Big Data and the Book

One of the earlier modes of downloading large amounts of data, that also captured spirits of  the human behind its creation (basically the beta release of post humanism) is the book. Books record of complex thoughts into a physicality corpus that was smaller than its creator yet captured thoughts in a transferable way, copy able way, reproduceable way… And had many of the same ownership problems we are seeing now with digital media, but also personal data… Here is why I can’t buy in to post humanism as it is being imagined in my little world of media & technology studies, would you ever look at a book and think “that’s a human”?  As in books, it seems there are no humans in big data. I’ve been searching for a bit and the human hasn’t revealed itself. It seems the human is only the start place and the end place for the machines to communicate, create machine readable knowledge, make decisions, and then predict the next action of the unique data set (individual actor, item or thing).

Big Data is Predictive Future Time

I think the scale of big data (omfg Zettabytes!) and the relationship to time are the biggest change. While books are always already a recording of past thoughts, big data is mobilized toward the future. While books are designed to influence current thought and possibly shape the future, the focus seems to be more on the past informing the now. Big Data with its focus on pattern recognition, prediction, and visualization of this information in artistic and abstract yet understandable terms seems to exist in what I am thinking is a concept of time that is always already grounded in the future. Big Data has limited value to the past, in as much as yes it helps us understand the past but isn’t mobilizable in a meaningful way unless we can some how use it to say something about the to come…
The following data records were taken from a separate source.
Issue #375, opened 2020-03-06
[RFC] New tags for "boxing" text


wm4:
I'm suggesting the following tag:
```
\box(x0, y0, x1, y1)
```
This shall be somewhat similar to `\pos(x0, y0)`, but the text is line-broken to not exceed the box width as set by `x1 - x0`. If adding another line would exceed the box height, the text is ellipsized (`Foobar` becomes `Fo...` to fit the width).

It might also be possible to correctly align text to the right for RTL text.

I want to use this for GUI purposes because mpv unfortunately uses libass as rendering API for GUIs. That would be nicer than clipping or guessing.

Thoughts? Not sure if I can/will implement this.

astiob:
It should be currently possible to achieve all of this except the ellipsization by creating a style with the appropriate margins.

I’m wary of ellipsization because it seems like a pretty language-specific thing. Of course, it’s also a thing that’s probably done a million times over in all kinds of software without any regard for language. Users may be used to it. They may not think well of it nevertheless. Heck, even in European languages I often don’t think well of it, although I’ve kinda gotten used to it over the years.

If you really want to avoid the text from overflowing the box, perhaps an alternative to ellipsization could be scrolling the text up and down repeatedly. In fact, doesn’t ASS already have a “banner” feature for this? But it can probably only scroll one way, not there and back again repeatedly.

wm4:
Margins have at least one problem: top and bottom margins are forced to the same value.

Instead of ellipsization you could do a "fade out" (static, not animated). Firefox and Chrome do this for tabs now, I think. Maybe it would be simpler to implement too.

Animating it with scrolling would be weird, I think.

astiob:
> Margins have at least one problem: top and bottom margins are forced to the same value.

Yes, but _if_ you forget about ellipsization/overflow, then IIRC this doesn’t actually matter. Depending on the alignment your text will be positioned at the top or bottom margin and flow freely towards the other end of the screen without regard for the opposite margin, right? Or if it’s explicitly positioned, the vertical margins won’t matter at all.

Also, we could implement support for [ASSv2 syntax, which allows separate top and bottom margins](https://github.com/Cyberbeing/xy-VSFilter/blob/3.1.0.752/src/subtitles/STS.cpp#L1462).

wm4:
Well, I want to cut off the text. One could use \clip, but that won't look very nice. The whole purpose is to constrain text to a specific rectangle, even if the text is not statically known (such as user input or so).

[...]

PR #376, opened 2020-03-07
[RFC] \box tag

wm4:
This essentially sets the margins. But it allows you to set different
margins for top and bottom (instead of only a "MarginV"), and takes a
rectangle instead of right/bottom margin values. Rather similar to for
example \clip.

Example: \box(500,50,700,100)

For now, either the top or bottom margin is ignored, depending on
alignment. A future idea might be to cut off the text in a non-ugly way,
such as ellipsization. (This would be controlled by other tags.)

This tag should be a nice addition in contexts where setting the the
event or style margins is too bothersome.

### DIFF
--- a/libass/ass_parse.c
+++ b/libass/ass_parse.c
@@ -741,6 +741,16 @@ char *parse_tags(ASS_Renderer *render_priv, char *p, char *end, double pwr,
                 render_priv->state.be = val;
             } else
                 render_priv->state.be = 0;
+        } else if (complex_tag("box")) {
+            if (nargs == 4) {
+                render_priv->state.margin_x0 = argtoi(args[0]);
+                render_priv->state.margin_y0 = argtoi(args[1]);
+                render_priv->state.margin_x1 =
+                    render_priv->track->PlayResX - argtoi(args[2]);
+                render_priv->state.margin_y1 =
+                    render_priv->track->PlayResY - argtoi(args[3]);
+                render_priv->state.margin_set = 1;
+            }
         } else if (tag("b")) {
             int val = argtoi(*args);
             if (!nargs || !(val == 0 || val == 1 || val >= 100))
--- a/libass/ass_render.c
+++ b/libass/ass_render.c
@@ -1057,6 +1057,11 @@ init_render_context(ASS_Renderer *render_priv, ASS_Event *event)
     render_priv->state.effect_type = EF_NONE;
     render_priv->state.effect_timing = 0;
     render_priv->state.effect_skip_timing = 0;
+    render_priv->state.margin_x0 = 0;
+    render_priv->state.margin_y0 = 0;
+    render_priv->state.margin_x1 = 0;
+    render_priv->state.margin_y1 = 0;
+    render_priv->state.margin_set = 0;
 
     apply_transition_effects(render_priv, event);
     render_priv->state.explicit = render_priv->state.evt_type != EVENT_NORMAL ||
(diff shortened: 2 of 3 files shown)


wm4:
CC @astiob @MrSmile @rcombs 

Not sure if this has any value. It would for me because 1. possible text cut off thing, and 2. mpv's OSD code doesn't allow setting the event margins (lol).

astiob:
To summarize our discussion on IRC:

* As it is, this currently does nothing (useful) that can’t already be done by setting the Margin fields on the Dialogue line.
* wm4 hopes to extend this to add automatic fade-out or ellipsization at the opposite-from-anchor vertical margin (which is currently ignored), as described in #375.
* wm4 also wants this because mpv’s internal OSD APIs currently have no mechanism to set the Margin fields, and this seems easier and potentially more useful than adding such mechanism.
* I’m wary of adding new override tags that can be used from actual ASS files/tracks to avoid breaking other renderers and further fragmenting the already fragile world of ASS rendering.
* I suggested, and wm4 agreed, that this new override tag could be available only in a special new rendering mode such as introduced in #382 or #372, which would be disabled for real ASS tracks but enabled for mpv’s OSD.

rcombs:
As mentioned over in #375, I'd prefer to call this `\margin` (since that's what it'd do). Seems sensible to gate it behind #382 as well.

astiob:
IIRC this was mentioned on IRC too but I forget what the conclusion was: if you call it `\margin`, that sounds like the fade-out/ellipsization effect should be a separate tag, no? Mind, maybe it should. Could be a Boolean tag like `\i`.

rcombs:
Yeah, I think that makes sense as a separate thing (in part because imo setting per-line margins is a useful feature independent of that).

wm4:
> IIRC this was mentioned on IRC too but I forget what the conclusion was: if you call it \margin, that sounds like the fade-out/ellipsization effect should be a separate tag, no? Mind, maybe it should. Could be a Boolean tag like \i.

Yes, making a separate flag was always the idea.

libass/ass_parse.c
```diff
@@ -741,6 +741,16 @@ char *parse_tags(ASS_Renderer *render_priv, char *p, char *end, double pwr,
...
             } else
                 render_priv->state.be = 0;
+        } else if (complex_tag("box")) {
+            if (nargs == 4) {
+                render_priv->state.margin_x0 = argtoi(args[0]);
+                render_priv->state.margin_y0 = argtoi(args[1]);
+                render_priv->state.margin_x1 =
+                    render_priv->track->PlayResX - argtoi(args[2]);
+                render_priv->state.margin_y1 =
+                    render_priv->track->PlayResY - argtoi(args[3]);
```
astiob: Does this work correctly when libass is told to draw subtitles in black bars around the video?

astiob:
Another thing to keep in mind, although that’s not the focus of _this_ PR, is that our line wrapping currently (and after #372, too) keeps long words that don’t contain any break opportunities unbroken and lets them overflow the margin box. With a fade-out/ellipsization thing on, this will probably be undesirable.

wm4:
Good point about collisions. I think anything with `\margin` should be treated as explicitly positioned; however, then it'd be significantly different from just setting margins in the event header.

rcombs:
>since the event margins are right next to the event text in all source formats that we support

Wait, what? Aren't they on the style?

wm4:
Both have them.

This is the central problem to me I think. When we don’t allow the “now” to exist… and I feel like big data moves so quickly, and there is so much of it that there is never a “now”, we don’t allow a space for human experience.  And while I love patterns, and I am fine with them existing, the space of experience is where humans create meaning out of this finite thing we call life. When we move towards understanding everything as a bit of data in a large data stream that can tell us something about the future, we erase the human, inherently.  And because we erase the human, the ethical components of big data are hard to place, because there are no bodies in data. We see the result of this when we look at the current actions that have come to light of the US Government, recent ebbs and flows of various exchanges that are now run by computers, my favorite big data story ever of Target contacting the pregnant teenager before she had the chance to tell her family, etc.
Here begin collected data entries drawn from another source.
PR #382, opened 2020-03-19
Ass compliance field

wm4:
This is a much discussed thing, that is supposed to enable us to disable
weird VSFilter compatibility hacks. Currently it obviously does nothing.

If we ever extend the libass format, the plan is that we may add a new
header to the ASS [Script Info] section, which causes the compliance
field set to a new (to be added) enum value.

In theory, we could reuse the track_type field for this purpose, but
that seems questionable. Better not touch anything related to SSA
compatibility.

### DIFF
--- a/libass/Makefile.am
+++ b/libass/Makefile.am
@@ -5,7 +5,7 @@ AM_CFLAGS = -std=gnu99 -Wall -Wextra -Wno-sign-compare -Wno-unused-parameter \
 
 LIBASS_LT_CURRENT = 9
 LIBASS_LT_REVISION = 2
-LIBASS_LT_AGE = 0
+LIBASS_LT_AGE = 1
 
 nasm_verbose = $(nasm_verbose_$(V))
 nasm_verbose_ = $(nasm_verbose_$(AM_DEFAULT_VERBOSITY))
--- a/libass/ass.c
+++ b/libass/ass.c
@@ -58,6 +58,8 @@ struct parser_priv {
     uint32_t *read_order_bitmap;
     int read_order_elems; // size in uint32_t units of read_order_bitmap
     int check_readorder;
+
+    int enable_extensions;
 };
 
 #define ASS_STYLES_ALLOC 20
@@ -1325,6 +1327,17 @@ ASS_Track *ass_new_track(ASS_Library *library)
     }
     track->parser_priv->check_readorder = 1;
     return track;
+}
+
+int ass_track_set_feature(ASS_Track *track, ASS_Feature feature, int enable)
+{
+    switch (feature) {
+    case ASS_FEATURE_INCOMPATIBLE_EXTENSIONS:
+        track->parser_priv->enable_extensions = !!enable;
+        return 0;
+    default:
+        return -1;
+    }
 }
 
 /**
--- a/libass/ass.h
+++ b/libass/ass.h
@@ -24,7 +24,7 @@
 #include <stdarg.h>
 #include "ass_types.h"
 
-#define LIBASS_VERSION 0x01400000
+#define LIBASS_VERSION 0x01400001
 
 #ifdef __cplusplus
 extern "C" {
@@ -198,6 +198,19 @@ typedef enum {
     ASS_FONTPROVIDER_FONTCONFIG,
     ASS_FONTPROVIDER_DIRECTWRITE,
 } ASS_DefaultFontProvider;
+
+typedef enum {
+    /**
+     * Enable libass extensions that would display ASS subtitles incorrectly.
+     * These may be useful for applications, which use libass as renderer for
+     * subtitles converted from another format, or which use libass for other
+     * purposes that do not involve actual ASS subtitles authored for
+     * distribution.
+     */
+    ASS_FEATURE_INCOMPATIBLE_EXTENSIONS,
+
+    // New enum values can be added here in new ABI-compatible library releases.
+} ASS_Feature;
 
 /**
  * \brief Initialize the library.
@@ -511,6 +524,23 @@ ASS_Image *ass_render_frame(ASS_Renderer *priv, ASS_Track *track,
  * \return pointer to empty track
  */
 ASS_Track *ass_new_track(ASS_Library *);
+
+/**
+ * \brief Enable or disable certain features
+ * This manages flags that control the behavior of the renderer and how certain
+ * tags etc. within the track are interpreted. The defaults on a newly created
+ * ASS_Track are such that rendering is compatible with traditional renderers
+ * like VSFilter, and/or old versions of libass. Calling ass_process_data() or
+ * ass_process_codec_private() may change some of these flags according to file
+ * headers. (ass_process_chunk() will not change any of the flags.)
+ * Additions to ASS_Feature are backward compatible to old libass releases (ABI
+ * compatibility).
+ * \param track track
+ * \param feature the specific feature to enable or disable
+ * \param enable 0 for disable, any non-0 value for enable
+ * \return 0 if feature set, -1 if feature is unknown
+ */
+int ass_track_set_feature(ASS_Track *track, ASS_Feature feature, int enable);
 
 /**
  * \brief Deallocate track and all its child objects (styles and events).
--- a/libass/ass.h
+++ b/libass/ass.h
@@ -56,6 +56,7 @@ typedef struct ass_image {
         IMAGE_TYPE_SHADOW
     } type;
 
+    // New fields can be added here in new ABI-compatible library releases.
 } ASS_Image;
 
 /*
@@ -170,6 +171,7 @@ typedef enum {
      * On dialogue events override: Justify
      */
     ASS_OVERRIDE_BIT_JUSTIFY = 1 << 10,
+    // New enum values can be added here in new ABI-compatible library releases.
 } ASS_OverrideBits;
 
 /**
--- a/libass/ass_types.h
+++ b/libass/ass_types.h
@@ -166,6 +166,7 @@ typedef enum ASS_YCbCrMatrix {
     YCBCR_SMPTE240M_PC,
     YCBCR_FCC_TV,
     YCBCR_FCC_PC
+    // New enum values can be added here in new ABI-compatible library releases.
 } ASS_YCbCrMatrix;
 
 /*
@@ -205,6 +206,8 @@ typedef struct ass_track {
 
     ASS_Library *library;
     ASS_ParserPriv *parser_priv;
+
+    // New fields can be added here in new ABI-compatible library releases.
 } ASS_Track;
 
 #endif /* LIBASS_TYPES_H */
--- a/libass/libass.sym
+++ b/libass/libass.sym
@@ -43,3 +43,4 @@ ass_set_pixel_aspect
 ass_set_selective_style_override_enabled
 ass_set_selective_style_override
 ass_set_check_readorder
+ass_track_set_feature


astiob:
The code itself looks fine. I have various concerns, but if you feel none of them are important and you want to merge as-is, feel free. Sorry for the text wall (as always).

How is this conceptually different from `ass_set_improve_rendering` introduced in #372? I suppose making this track-specific rather than one-per-renderer is good, but the concept is the same, right?

The name and especially the description make it sound like this is intended for experiments only and we promise absolutely nothing about the resulting behaviour. Is this useful? In my imagination, media players should set the New Setting for all tracks that are not originally ASS, namely for all tracks converted from other subtitle formats and for all player UI. But to do this, they should have reasonable belief that we will render their tracks in a reasonable way, rather than in an unspecified experimental way. The comment that says “you should never set this…”, while technically correct because it only talks about actual ASS, instils fear as well. I’m thinking perhaps the comment, and possibly the name of the value or even the whole setting, should provide more positive encouragement and suggestions when this setting _should_ be used, rather than only when it _shouldn’t_.

Moreover, I’m thinking that we could make some of our existing extensions available _only_ with the new setting, like BorderStyle 4 and base text direction autodetection on Encoding −1. We may want to allow them in user style overrides regardless of the track’s compliance setting but emulate VSFilter (i. e. fall back on defaults or whatever) when we encounter them while reading from file.

You asked me on IRC whether I preferred a field in `ASS_Track` or a setter function. I don’t have a strong opinion either way, especially after being reminded in this PR that adding a field doesn’t break ABI if we make it clear that `sizeof(ASS_Track)` isn’t fixed (nice job on that!). I’m _slightly_ inclined to say setter method because, of course, it’s still possible for someone to negligently or accidentally rely on `sizeof(ASS_Track)`, so a private field and a setter method would still be the safest choice, and I’m not sure how much of a good practice it is to have public structs at all; but we’re already stuck with public structs in any case and it seems fairly unlikely/silly that anyone should store `ASS_Track` when our API works with `ASS_Track *` only and provides our own allocation functions for it.

On the other hand, if/when we do make some current extensions available _only_ with the new setting, I’m thinking we may want to _intentionally_ break ABI _and_ API compatibility. This would force developers of all clients—mpv, VLC, Kodi, FFmpeg, Libav? etc.—to stop and think which mode they actually want in each instance. For real SSA/ASS, pick the ASS/VSFilter mode. For everything else, pick the new mode. I assume this only _really_ matters for mpv, which is probably the only client that intentionally uses our extensions. But it would be a bit silly if mpv suddenly stopped displaying the right kind of borders after a seemingly innocuous ABI-compatible libass update or even after a recompile (if we were to break ABI but keep API compatibility). Then again, does mpv actually use any extensions by itself? Or did we only introduce them for use in user overrides?

The new setting could be a Boolean like in #372, but I suppose an enum will give us more freedom if we get any more crazy ideas in the future, so that’s good. (Original _Sub Station Alpha_ compatibility?… don’t suppose anyone wants that? VSFilterMod compatibility might be interesting. Crazy ideas are always abundant.)

wm4:
> How is this conceptually different from ass_set_improve_rendering introduced in #372? I suppose making this track-specific rather than one-per-renderer is good, but the concept is the same, right?

We discussed it vaguely, I wasn't aware of any concrete attempts to add such a thing and don't find any mention of this specific function name.

> The name and especially the description make it sound like this is intended for experiments only and we promise absolutely nothing about the resulting behaviour. Is this useful? In my imagination, media players should set the New Setting for all tracks that are not originally ASS, namely for all tracks converted from other subtitle formats and for all player UI. But to do this, they should have reasonable belief that we will render their tracks in a reasonable way, rather than in an unspecified experimental way. 

Do you know any software which uses libass for converted subtitles? I only know of mpv and ffmpeg. (A player might in theory use libavcodec's subtitle->ASS converter, but this still requires effort and is far from natural.)

Anyway, the enum is extensible (forgot to add an ABI comment I guess), and if we ever decide that we should add a mode for "converted" subtitles, we can add that.

For now, the ASS_COMPLIANCE_NONE mode is intentionally worded in a "scary" way to prevent API users from setting it frivolously. (An API user might for example think "of course I want all these shiny libass extensions", when it reality it might break subtitles authored for vsfilter.)

The main reason to introduce this mode is to introduce features without exposing them to normal subtitle authors, which would lead to files using these features getting into the wild. (Although personally I don't see much of a problem with this, but we're having endless discussions for years about this stuff without ever making any progress, so that's my solution for this.)

> I’m thinking perhaps the comment, and possibly the name of the value or even the whole setting, should provide more positive encouragement and suggestions when this setting should be used, rather than only when it shouldn’t.

Again, it's not the "new" mode you thought it is, but it provides a place to add it.

Regarding current libass exclusive features, these are already "in the wild".

Feel free to suggest any solution that doesn't require me to add a modified copy of libass to mpv's source tree.

astiob:
Wow, why so combative?

You’re suggesting a new feature that you’re clearly going to use in mpv. mpv isn’t a magical oracle toy; it needs to assume that it will get something out of using the new feature just as any other client would. So does FFmpeg, which is clearly able to convert things to ASS as you mention yourself. I don’t see how our goals differ. The wording you have chosen suggests that you’re explicitly allowing libass to break mpv in the future as it sees fit.

> Again, it's not the "new" mode you thought it is

So far I fail to see how it isn’t.

> We discussed it vaguely, I wasn't aware of any concrete attempts to add such a thing and don't find any mention of this specific function name.

It’s in https://github.com/libass/libass/pull/372/commits/43c5814a6038a7cd46e823885700fc5930f15047, in response to https://github.com/libass/libass/pull/372#issuecomment-587956643.

rcombs:
Hmmm, maybe instead of "no compliance" we could call the fast-and-loose value "experimental"? It's a good place to put new features as they're being worked on, without providing the ability for subtitle authors to depend on it.

It might also make sense to make it a bitmask, with `EXPERIMENTAL` having the value `0xFFFFFFFF`. We could internally define bits for individual features, mpv would be able to use them immediately, and later on if we decided we wanted to declare a feature "beta" (i.e., it will continue to be available indefinitely, but might not render in exactly the same way) we could add a public `#define` for it, then if we wanted to declare it "stable", we could add a `Features: [X], [Y], [Z]` header.

We could also define an `ass_set_track_converted()` function that enables a set of feature flags that we decide make sense for content sourced from SRT and the like, such as `{}` escaping (which lavc already does even though nothing else supports it, iirc).

astiob:
If you’re suggesting that we may want to separate the mode for converted subtitles from the mode for mpv’s UI, you might be right, although I don’t immediately see any differences—but perhaps some differences might appear in the future.

In that case, you’re suggesting that the `ASS_COMPLIANCE_NONE` you’re adding is for mpv’s UI? I’m not at all opposed to leaving the enum open for extension (that’s why it’s an enum rather than a Boolean), but the classification seems odd to me. For one thing, converted subtitles wouldn’t comply to anything either. The best alternative I’ve come up so far is “purpose”, as in “configure rendering for the purpose of VSFilter compatibility”. Maybe we can keep “compliance” with a slightly overloaded meaning, but before we commit to that, can we spare a minute to come up with a remotely good suggestion for how a mode for converted subtitles might be called, if we’re thinking this is the place for it?

If you want to keep this mode effectively exclusive to mpv, your phrasing may be fine, with tacit understanding that libass won’t break this mode without coordination with mpv (at least unless we somehow ever find ourselves in the unlikely situation where mpv is dead and disused while libass is alive).

> such as {} escaping (which lavc already does even though nothing else supports it, iirc).

Right, that was another thing I wanted to disable in VSFilter compliance mode.

> It might also make sense to make it a bitmask

This may be a good idea.

On the other hand, are we sure we won’t run out of bits? 😅

> Feel free to suggest any solution that doesn't require me to add a modified copy of libass to mpv's source tree.

Sorry if I mistook desperation for combativeness. At some point, one might indeed wonder whether using (vanilla) libass for mpv’s UI is a long-term viable solution.

wm4:
> Wow, why so combative?

I think it's a reasonable idea. I wouldn't use the internal libass for subtitles, and instead slowly refactor it to some sort of text renderer. There'd be no concern for compatibility, clean design (at first), or subtitle focus at all, so it would still be faster than doing it internally in libass. Needed features could be implemented immediately.

> You’re suggesting a new feature that you’re clearly going to use in mpv. mpv isn’t a magical oracle toy; it needs to assume that it will get something out of using the new feature just as any other client would.

Not necessarily. For the main part, it'd mean there's no per-pixel compatibility. Consider the line break change: there are concerns that it might break existing subtitles, but in the "none" compliance mode, the exact way how line breaking is done would not matter much.

> So does FFmpeg, which is clearly able to convert things to ASS as you mention yourself. I don’t see how our goals differ. The wording you have chosen suggests that you’re explicitly allowing libass to break mpv in the future as it sees fit.

FFmpeg assumes standard ASS, with the already mentioned exception of being able to escape ``{``.

> It might also make sense to make it a bitmask, with EXPERIMENTAL having the value 0xFFFFFFFF. We could internally define bits for individual features, 

There's already ``ASS_OverrideBits``, which works quite similarly. Could also be used for the line breaks PR.

On that note, I agree that it should probably not be a bit mask, since there's the danger we might run out of them.

wm4:
PS: in any case, decide! Here's some brainstorming about possible implementations:
1. Use the approach as implemented in this PR
2. Just use ASS_OverrideBits for this
3. Add a new boolean setter function for each new case (like in the linebreak PR currently)
4. A setter called ``ass_set_feature(ASS_Renderer *, ASS_Feature, bool)`` (where ``ASS_Feature`` is an enum, and you add a new entry for each new case)
5. A new public field in ``ASS_Track`` for each new case

I don't mind which one it is, as long as we get results.

astiob:
> I think it's a reasonable idea. I wouldn't use the internal libass for subtitles, and instead slowly refactor it to some sort of text renderer. There'd be no concern for compatibility, clean design (at first), or subtitle focus at all, so it would still be faster than doing it internally in libass. Needed features could be implemented immediately.

So I did misjudge the emotion there. To be very honest, that does sound reasonable. But, of course, that would be a lot of extra effort for you, duplication of quite a bit of code even if far from all of libass, etc. So I appreciate that you don’t want to do this. If this is ever considered _seriously,_ we might try to factor out some kind of common rendering backend, but it seems daunting and even more so with MrSmile’s long-planned tiled rendering thing.

What worries me about the “experimental” phrasing, both as-is in this PR and in rcombs’ suggestion, is that it implies no suitability to purpose and stability at all. For example, let’s say we put `\box` behind the experimental mode flag now. mpv immediately starts using it. But it’s “experimental”, so we’re free to remove it at any time? or make it work significantly differently? I know mpv and libass share a bit of a special relationship, but even so I find it strange that _stable_ versions of mpv should want to use an _explicitly completely unstable_ libass mode. By all means, I want us to have leeway to improve things like line breaking, advanced text rendering, font handling. But at the same time, shouldn’t we at least promise that the result should be suitable for… something? that the changes we’re free to make will be aimed only at improving rendering in sensible ways and adding further extensions? No? Maybe it’s just me. If you’re happy with it as-is, so be it.

> Consider the line break change: there are concerns that it might break existing subtitles, but in the "none" compliance mode, the exact way how line breaking is done would not matter much.

And that’s exactly how I imagine converted subtitles working, so I’m still having trouble understanding why you said this is not the mode I want. Maybe this should be treated as a separate issue, in which case feel free to disregard this; but I find it’s related to the naming of the noncompliant mode.

For converted subtitles, I want a “make it like ASS but (with) sensible (text rendering)” mode. And mpv may be the only player that actually uses libass for converted subtitles at the moment—I’m not sure if it actually is, I don’t know—but it seems prudent to keep this option available for other players if they should want to do the same. If nothing else, a DirectShow filter wrapping libass as a drop-in replacement for VSFilter may well want to use this mode (although if it wants to actually emulate VSFilter, it will want the VSFilter mode anyway; but that’s a big if).

For mpv’s UI, you want a “make it like ASS but with extensions” mode. Right?

I assume mpv’s UI wouldn’t mind more sensible text rendering, either. Like, if you’re displaying the current file name and it happens to be Arabic, I think you might like it to be right-to-left automatically (although you can already achieve this using the libass extension “Encoding −1”, and you may well already be doing that). And if you should insert override tags inside it, you would probably like it to stay right-to-left (this is our current behaviour, but it keeps coming up in issues reported by Arabic users and we really want to emulate VSFilter’s bidi here, at which point this will be relegated to the noncompliant mode). And if it should be a very long name and you decide to let it wrap to the next line, you might like it to do so sensibly (per #372). And if we should ever implement GDI’s always-Arial-if-possible font fallback in VSFilter compliance mode, you might like to keep our current font fallback mechanism instead.

So it seems to me that both modes could be one and the same.

Or they could be kept separate, and e. g. the converted subtitle mode could have sensible text rendering and `\{` but no nonessential extensions like `\box` while mpv UI mode could be a superset and have that _plus_ additional extensions. I’m not sure what the immediate gain from separating the two modes is, but it may become useful in the future. For converted subtitle mode, we’d promise to read basic ASS and honour user overrides, and reserve the right to tweak the exact rendering to optimize the display of plain text. For mpv UI mode, we’d promise to read full ASS and additional extensions and to tweak the extensions and basic rendering to suit mpv’s UI needs. Is this similar to what you had in mind?

Also, if we go with the `ASS_Track` field, the ABI version in the Makefile should be updated to:
```
LIBASS_LT_CURRENT = 10
LIBASS_LT_REVISION = 0
LIBASS_LT_AGE = 1
```
as old clients work with the new libass (assuming they don’t use `sizeof(ASS_Track)`) but new mpv compiled against the new libass won’t work with old libass at runtime.

wm4:
> But, of course, that would be a lot of extra effort for you, duplication of quite a bit of code even if far from all of libass, etc. So I appreciate that you don’t want to do this. If this is ever considered seriously, we might try to factor out some kind of common rendering backend, but it seems daunting and even more so with MrSmile’s long-planned tiled rendering thing.

Indeed. The alternative would be using something like cairo + pango (whatever you pick, it's either pretty bloated, or too insufficient, especially because of text rendering and font handling). libass works surprisingly well for this purpose, all while it has a low footprint. Of course, it wouldn't be too fun to maintain such code, especially because of all the rasterizer innards.

> What worries me about the “experimental” phrasing, both as-is in this PR and in rcombs’ suggestion, is that it implies no suitability to purpose and stability at all. For example, let’s say we put \box behind the experimental mode flag now. mpv immediately starts using it. But it’s “experimental”, so we’re free to remove it at any time? or make it work significantly differently? I know mpv and libass share a bit of a special relationship, but even so I find it strange that stable versions of mpv should want to use an explicitly completely unstable libass mode.

That is true, and it should be clarified. How about this:
- Pixel perfect rendering is not guaranteed, instead there is a vague guarantee for best effort. (Unlike true ASS subtitles, where script authors may rely on corner cases to get exactly the result they intended to see.)
- Features can be changed or removed after a deprecation period. They are like API changes, though not as strong as ABI, which needs to be more stable. (Unlike true subtitles, for which you need to support a feature forever.)

Regarding the topic of converted subtitles: that is a bit messy. srt subtitles actually tend to contain ASS tags (because VSFilter). So while handling them is usually different from real ASS subtitles, there is an annoying overlap.

wm4:
I changed to to the set_features idea. No more compliance anything.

I know that there is work being done on biases in big data, which is awesome. I think in addition to that, we need to start asking where the human in big data is too. The concept of big data makes it easy to sort of lose the human in the stream… but we have countless examples to show that when it moves to places of power (government, target, financial markets, MOOCs!, etc), it is mobilized to discern the difference in individuals and individual items against the aggregate… and when this happens there are real world effects that happen to actual human bodies.

So yes. Actual humans and big data… where’s the conversation?

As an aside on the future of the book

Since I’ve been speaking with people over the years on the future of the book in the digital world, I’m beginning to wonder if the problem is that we are “out of time” when we try to translate the form. While books are always the past, digital data is always about the future at this point, because we are sort of big data now. As such, I feel like perhaps to get a digital “book” project would need to be incomplete, to be completed/expanded at a later time by multiple anonymous people outside of the original creator.